- **Problem to solve**
All entries must be transcribed exactly, down to the last character.

- **Records shown**
PR #669, opened 2025-11-19
Fix cross-compiling to ohos on macos 26

### LINKED ISSUE #667: Cross-compiling (configuring?) for OHOS from source is broken on macos 26
The only error I can see in my logs is:

```
 dyld[76899]: __DATA_CONST segment missing SG_READ_ONLY flag in /Users/jschwender/Dev/mozjs/target/aarch64-unknown-linux-ohos/debug/build/mozjs_sys-fcf429334e10f692/out/build/config/nsinstall
  dyld[76899]: __DATA_CONST segment missing SG_READ_ONLY flag
  make[4]: *** [../../dist/include/ProfilingCategoryList.h] Abort trap: 6
  make[3]: *** [mozglue/baseprofiler/export] Error 2
  make[3]: *** Waiting for unfinished jobs....
  make[2]: *** [export] Error 2
  make[1]: *** [default] Error 2
  make: *** [all] Error 2
```

Googling the error pointed me to https://github.com/leanprover/lean4/issues/5649, which suggests that LLVM 16+ is needed. This might mean we either need to use a newer clang when cross-compiling (the SDK clang is clang-15), or check if the spidermonkey build-system knows the concept of Host compiler (where we could use a newer clang version)

jschwe:
Appending the cross-compile toolchain to path instead of prepending fixes the issue of `nsinstall` being unable to run.
Probably we should have appended in the first place anyway. 

Fixes #667

### DIFF
--- a/ohos-build
+++ b/ohos-build
@@ -75,7 +75,7 @@ def create_environment_for_build() -> Dict[str, str]:
 
     llvm_toolchain = os.path.join(ndk_root, "llvm")
 
-    env['PATH'] = os.pathsep.join([os.path.join(llvm_toolchain, "bin"), env["PATH"]])
+    env['PATH'] = os.pathsep.join([env["PATH"], os.path.join(llvm_toolchain, "bin")])
 
     set_toolchain_binaries_in_env(llvm_toolchain, target_triple, env)
 


sagudev (approved):
If it works, it works.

- **Task result**
PR #669, opened 2025-11-19
Fix cross-compiling to ohos on macos 26

### LINKED ISSUE #667: Cross-compiling (configuring?) for OHOS from source is broken on macos 26
The only error I can see in my logs is:

```
 dyld[76899]: __DATA_CONST segment missing SG_READ_ONLY flag in /Users/jschwender/Dev/mozjs/target/aarch64-unknown-linux-ohos/debug/build/mozjs_sys-fcf429334e10f692/out/build/config/nsinstall
  dyld[76899]: __DATA_CONST segment missing SG_READ_ONLY flag
  make[4]: *** [../../dist/include/ProfilingCategoryList.h] Abort trap: 6
  make[3]: *** [mozglue/baseprofiler/export] Error 2
  make[3]: *** Waiting for unfinished jobs....
  make[2]: *** [export] Error 2
  make[1]: *** [default] Error 2
  make: *** [all] Error 2
```

Googling the error pointed me to https://github.com/leanprover/lean4/issues/5649, which suggests that LLVM 16+ is needed. This might mean we either need to use a newer clang when cross-compiling (the SDK clang is clang-15), or check if the spidermonkey build-system knows the concept of Host compiler (where we could use a newer clang version)

jschwe:
Appending the cross-compile toolchain to path instead of prepending fixes the issue of `nsinstall` being unable to run.
Probably we should have appended in the first place anyway. 

Fixes #667

### DIFF
--- a/ohos-build
+++ b/ohos-build
@@ -75,7 +75,7 @@ def create_environment_for_build() -> Dict[str, str]:
 
     llvm_toolchain = os.path.join(ndk_root, "llvm")
 
-    env['PATH'] = os.pathsep.join([os.path.join(llvm_toolchain, "bin"), env["PATH"]])
+    env['PATH'] = os.pathsep.join([env["PATH"], os.path.join(llvm_toolchain, "bin")])
 
     set_toolchain_binaries_in_env(llvm_toolchain, target_triple, env)
 


sagudev (approved):
If it works, it works.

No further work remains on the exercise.